> _Directions for this task_: Restate word for word the lines beginning with the one that contains "This is ZcashFoundation/zebra#9314" and ending at the bottom of the records below, both included.
───── Record extracts
PR #42, opened 2025-03-21
rpc: Permit JSON-RPC IDs to be non-strings

str4d:
This is ZcashFoundation/zebra#9314 (the code in question was reused in Zallet).


nuttycom (approved):
utACK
──────────
> _Answer_:
This is ZcashFoundation/zebra#9314 (the code in question was reused in Zallet).


nuttycom (approved):
utACK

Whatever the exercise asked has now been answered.